Smithereens (1982) – From my review: “It’s the story of a scene in decline and the newly isolated punk weirdos who find themselves fading away with it. In other words, its peak No Wave.” Currently streaming on The Criterion Channel.

Streaming VOD

Doctor Sleep (2019) – From Boomer’s review: “This film never feels its length, and the muted public reaction and mediocre box office returns are a personal disappointment; this film was never going to surpass The Shining, but it’s not far behind, and Mike Flanagan was right to mix the original film’s solemn meditative qualities with occasional frenetic setpieces. In a lifetime of watching movies, I’ve never been so invested or felt so much tension in my spine when watching a scene of a man eight years sober struggle to not take a drink, even in Kubrick’s opus; it’s powerful movie-making at its best, and I can’t recommend it more highly.” A $5 rental on all major VOD platforms.

Parasite (2019) – From Boomer’s review: “Money is an iron. For the Parks, it is the metaphorical iron that makes life smooth and effortless, and the iron strength of the walls that separate them from the riffraff below. For the Kims, it is the iron of prison bars that keep them in a metaphorical prison of society and, perhaps, a literal one; it is the weight that drags them down, a millstone to prevent them from ever escaping the trap of stratified social classes.” A $5 rental on all major VOD platforms.

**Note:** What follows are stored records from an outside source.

PR #545, opened 2023-06-30
Wrap `this` keyword with backticks

imageck:


JerrySievert:
awesome, thanks for noticing and the PR!

PR #409, opened 2020-10-02
fix upgrade-related woes with GUC redefinitions

pkit:
fixes #333 
have no idea how to test the upgrade path though

PR #552, opened 2023-07-31
fix upgrade-related woes with GUC redefinitions

pkit:
Forward-port of #409


JerrySievert:
Awesome! Thanks. I should be able to merge tomorrow and I’ll handle the 16 changes. Much appreciated.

The Cell (2000) – From my review: “On its own, the police procedural wraparound story that fames the high-fashion nightmares might have been the boring, thin genre exercise this movie has been misremembered as. I don’t understand how anyone can indulge on the exhilarating drug of those high-fashion kink hallucinations and walk away displeased with the picture, though. It sinks all its efforts into the exact sensual pleasures & dreamlike headspace that only cinema can achieve. It’s disguised as a single-idea genre film, but its ambitions reach for the furthest limits of its medium (and the medium of fashion while it’s at it, just as lagniappe).” A $3 rental on all major VOD platforms.